PR #2652, opened 2022-08-17
Check torch version once in fid.py

vfdev-5:
Description:
- Check torch version once in fid.py

Check list:

### DIFF
--- a/ignite/metrics/gan/fid.py
+++ b/ignite/metrics/gan/fid.py
@@ -12,6 +12,12 @@ __all__ = [
 ]
 
 
+if Version(torch.__version__) <= Version("1.7.0"):
+    torch_outer = torch.ger
+else:
+    torch_outer = torch.outer
+
+
 def fid_score(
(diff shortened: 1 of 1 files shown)


ignite/metrics/gan/fid.py
```diff
@@ -12,6 +12,12 @@
 ]
 
 
+if Version(torch.__version__) <= Version("1.7.0"):
+    torch_outer = torch.ger
```
sadra-barikbin, line 16: Is codecov warning OK?

sadra-barikbin (approved):

ignite/metrics/gan/fid.py
vfdev-5: Yes, we do not run the CI on older pth that's why we do not enter it here. I can also run manually https://github.com/pytorch/ignite/actions/workflows/pytorch-version-tests.yml to ensure that everything is good.

PR #2658, opened 2022-08-19
Fix device in checkpoint ZeRO test

sadra-barikbin:
Fix a bug in that caused failure in GPU tests.

Check list:


tests/ignite/handlers/test_checkpoint.py
```diff
@@ -1252,7 +1252,7 @@ def _test_checkpoint_with_ZeRO(device, dirname, local_rank):
     mocked_opt = MagicMock(ZeroRedundancyOptimizer, wraps=opt)
 
     # A `step` should be called to optimizer state get populated.
-    out = model(torch.Tensor([1.0]))
+    out = model(torch.Tensor([1.0], device=device))
```
vfdev-5, line 1255: Tensor creation should be with `torch.tensor` . Can you fix it here and everywhere in this file

vfdev-5 (approved):
Thanks for the fix

PR #2663, opened 2022-08-21
Check if score is bigger than self.best_score

Noobtoss:
Added a check if score is bigger than self.best_score.

Otherwise, when self.min_delta>0, self.best_score could decrease each call.

I am terribly sorry if my proposal is incorrect.


sadra-barikbin:
Hi @Noobtoss ,
Thank you for the PR.
In the `else` statement in which you've suggested this change, it is guaranteed that `score` is bigger than `self.best_score` so there's no need to do this change. Am I correct?

Noobtoss:
Yes you are correct.

My apologies.

PR #2666, opened 2022-08-22
Update r2_score and wave_hedges_distance in test for generating data with different rank

puhuk:
Description: Update `r2_score`, `wave_hedges_distance` to generate with different rank

Check list:


vfdev-5 (approved):
Thanks @puhuk

PR #2670, opened 2022-08-23
Update pairwise_dist, mse and lambda in test for generating data with different rank

puhuk:
Description: Update `mean_pairwise_distance`, `mean_squared_error`, `metrics_lambda`

Check list:

- [x] New tests are added (if a new feature is added)
- [ ] New doc strings: description and/or example code are in RST format
- [ ] Documentation is updated (if required)

PR #2685, opened 2022-09-01
To fix errors from PR #2670

puhuk:
Description: To fix errors from PR #2670

Check list:


vfdev-5:
@puhuk can you provide only one commit with the fix instead of the list of already merged updates?

PR #2691, opened 2022-09-02
Fix a little typo in engine docstring

### LINKED ISSUE #2689: Fix a few bugs in engine interrupt/resume feature
## 🐛 Bug description

- [ ] A typo in [docstrings](https://github.com/pytorch/ignite/blob/c12ad57e26aa8ec2b191ff4bc0e01e97ef24f8f7/ignite/engine/engine.py#L34). 0.4.10 or 0.5.0?
- [ ] ~~`_run_once_on_dataset_as_gen` is restarted (because it is called) whenever we get into `_internal_run_as_gen`~~
- [ ] ~~Some statements before `_run_once_on_dataset_as_gen` should be skipped on resume and some other after that should be skipped on interrupt~~
- [ ] ~~Once running after a terminated state, `_run_once_on_dataset_as_gen` should be set to None before entering `_internal_run`.~~
- [ ] ~~If engine was interrupted in the middle of the last epoch, `is_done` incorrectly returns True on resume thus preventing it.~~
- [ ] ~~`_run_once_on_dataset_as_gen` yields the state on interrupt, not the time, so [this](https://github.com/pytorch/ignite/blob/c12ad57e26aa8ec2b191ff4bc0e01e97ef24f8f7/ignite/engine/engine.py#L965) shoud be changed.~~
- [ ] Since `_run_once_on_dataset_as_gen` has both return value and yield value with different types, its annotation could be updated to reflect this e.g. become `Generator[State, None, float]`

sadra-barikbin:
Closes #2689

### DIFF
--- a/ignite/engine/engine.py
+++ b/ignite/engine/engine.py
@@ -31,7 +31,7 @@ class Engine(Serializable):
         last_event_name: last event name triggered by the engine.
 
     Note:
-        :class:`~ignite.engine.engine.Engine` implementation has changed in v0.4.10 with "interrupt/resume" feature.
+        :class:`~ignite.engine.engine.Engine` implementation has changed in v0.5.0 with "interrupt/resume" feature.
         Engine may behave differently on certain corner cases compared to the one from v0.4.9 and before.
         In such case, you can set ``Engine.interrupt_resume_enabled = False`` to restore previous behaviour.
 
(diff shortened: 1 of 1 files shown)


vfdev-5 (approved):
Thanks @sadra-barikbin

PR #2700, opened 2022-09-05
Fixed wrong device type for test_psnr on hvd

vfdev-5:
Description:
- Fixed wrong device type for test_psnr on hvd

Check list:


vfdev-5:
cc @puhuk

PR #2712, opened 2022-09-16
Modify all_reduce to take `group`

puhuk:
Description: Modify all_reduce to take `group`

Check list:

- [ ] New tests are added (if a new feature is added)
- [ ] New doc strings: description and/or example code are in RST format
- [ ] Documentation is updated (if required)

PR #2726, opened 2022-09-29
To resolve version fails from PR #2712 (all_reduce with group)

puhuk:
Description: To resolve version fails from PR #2712 (all_reduce with group)

Check list:


vfdev-5 (approved):
Thanks @puhuk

_Aim of the task_:
Write the whole listing out again. Keep every line exactly as it is.

_Task response_:
PR #2652, opened 2022-08-17
Check torch version once in fid.py

vfdev-5:
Description:
- Check torch version once in fid.py

Check list:

### DIFF
--- a/ignite/metrics/gan/fid.py
+++ b/ignite/metrics/gan/fid.py
@@ -12,6 +12,12 @@ __all__ = [
 ]
 
 
+if Version(torch.__version__) <= Version("1.7.0"):
+    torch_outer = torch.ger
+else:
+    torch_outer = torch.outer
+
+
 def fid_score(
(diff shortened: 1 of 1 files shown)


ignite/metrics/gan/fid.py
```diff
@@ -12,6 +12,12 @@
 ]
 
 
+if Version(torch.__version__) <= Version("1.7.0"):
+    torch_outer = torch.ger
```
sadra-barikbin, line 16: Is codecov warning OK?

sadra-barikbin (approved):

ignite/metrics/gan/fid.py
vfdev-5: Yes, we do not run the CI on older pth that's why we do not enter it here. I can also run manually https://github.com/pytorch/ignite/actions/workflows/pytorch-version-tests.yml to ensure that everything is good.

PR #2658, opened 2022-08-19
Fix device in checkpoint ZeRO test

sadra-barikbin:
Fix a bug in that caused failure in GPU tests.

Check list:


tests/ignite/handlers/test_checkpoint.py
```diff
@@ -1252,7 +1252,7 @@ def _test_checkpoint_with_ZeRO(device, dirname, local_rank):
     mocked_opt = MagicMock(ZeroRedundancyOptimizer, wraps=opt)
 
     # A `step` should be called to optimizer state get populated.
-    out = model(torch.Tensor([1.0]))
+    out = model(torch.Tensor([1.0], device=device))
```
vfdev-5, line 1255: Tensor creation should be with `torch.tensor` . Can you fix it here and everywhere in this file

vfdev-5 (approved):
Thanks for the fix

PR #2663, opened 2022-08-21
Check if score is bigger than self.best_score

Noobtoss:
Added a check if score is bigger than self.best_score.

Otherwise, when self.min_delta>0, self.best_score could decrease each call.

I am terribly sorry if my proposal is incorrect.


sadra-barikbin:
Hi @Noobtoss ,
Thank you for the PR.
In the `else` statement in which you've suggested this change, it is guaranteed that `score` is bigger than `self.best_score` so there's no need to do this change. Am I correct?

Noobtoss:
Yes you are correct.

My apologies.

PR #2666, opened 2022-08-22
Update r2_score and wave_hedges_distance in test for generating data with different rank

puhuk:
Description: Update `r2_score`, `wave_hedges_distance` to generate with different rank

Check list:


vfdev-5 (approved):
Thanks @puhuk

PR #2670, opened 2022-08-23
Update pairwise_dist, mse and lambda in test for generating data with different rank

puhuk:
Description: Update `mean_pairwise_distance`, `mean_squared_error`, `metrics_lambda`

Check list:

- [x] New tests are added (if a new feature is added)
- [ ] New doc strings: description and/or example code are in RST format
- [ ] Documentation is updated (if required)

PR #2685, opened 2022-09-01
To fix errors from PR #2670

puhuk:
Description: To fix errors from PR #2670

Check list:


vfdev-5:
@puhuk can you provide only one commit with the fix instead of the list of already merged updates?

PR #2691, opened 2022-09-02
Fix a little typo in engine docstring

### LINKED ISSUE #2689: Fix a few bugs in engine interrupt/resume feature
## 🐛 Bug description

- [ ] A typo in [docstrings](https://github.com/pytorch/ignite/blob/c12ad57e26aa8ec2b191ff4bc0e01e97ef24f8f7/ignite/engine/engine.py#L34). 0.4.10 or 0.5.0?
- [ ] ~~`_run_once_on_dataset_as_gen` is restarted (because it is called) whenever we get into `_internal_run_as_gen`~~
- [ ] ~~Some statements before `_run_once_on_dataset_as_gen` should be skipped on resume and some other after that should be skipped on interrupt~~
- [ ] ~~Once running after a terminated state, `_run_once_on_dataset_as_gen` should be set to None before entering `_internal_run`.~~
- [ ] ~~If engine was interrupted in the middle of the last epoch, `is_done` incorrectly returns True on resume thus preventing it.~~
- [ ] ~~`_run_once_on_dataset_as_gen` yields the state on interrupt, not the time, so [this](https://github.com/pytorch/ignite/blob/c12ad57e26aa8ec2b191ff4bc0e01e97ef24f8f7/ignite/engine/engine.py#L965) shoud be changed.~~
- [ ] Since `_run_once_on_dataset_as_gen` has both return value and yield value with different types, its annotation could be updated to reflect this e.g. become `Generator[State, None, float]`

sadra-barikbin:
Closes #2689

### DIFF
--- a/ignite/engine/engine.py
+++ b/ignite/engine/engine.py
@@ -31,7 +31,7 @@ class Engine(Serializable):
         last_event_name: last event name triggered by the engine.
 
     Note:
-        :class:`~ignite.engine.engine.Engine` implementation has changed in v0.4.10 with "interrupt/resume" feature.
+        :class:`~ignite.engine.engine.Engine` implementation has changed in v0.5.0 with "interrupt/resume" feature.
         Engine may behave differently on certain corner cases compared to the one from v0.4.9 and before.
         In such case, you can set ``Engine.interrupt_resume_enabled = False`` to restore previous behaviour.
 
(diff shortened: 1 of 1 files shown)


vfdev-5 (approved):
Thanks @sadra-barikbin

PR #2700, opened 2022-09-05
Fixed wrong device type for test_psnr on hvd

vfdev-5:
Description:
- Fixed wrong device type for test_psnr on hvd

Check list:


vfdev-5:
cc @puhuk

PR #2712, opened 2022-09-16
Modify all_reduce to take `group`

puhuk:
Description: Modify all_reduce to take `group`

Check list:

- [ ] New tests are added (if a new feature is added)
- [ ] New doc strings: description and/or example code are in RST format
- [ ] Documentation is updated (if required)

PR #2726, opened 2022-09-29
To resolve version fails from PR #2712 (all_reduce with group)

puhuk:
Description: To resolve version fails from PR #2712 (all_reduce with group)

Check list:


vfdev-5 (approved):
Thanks @puhuk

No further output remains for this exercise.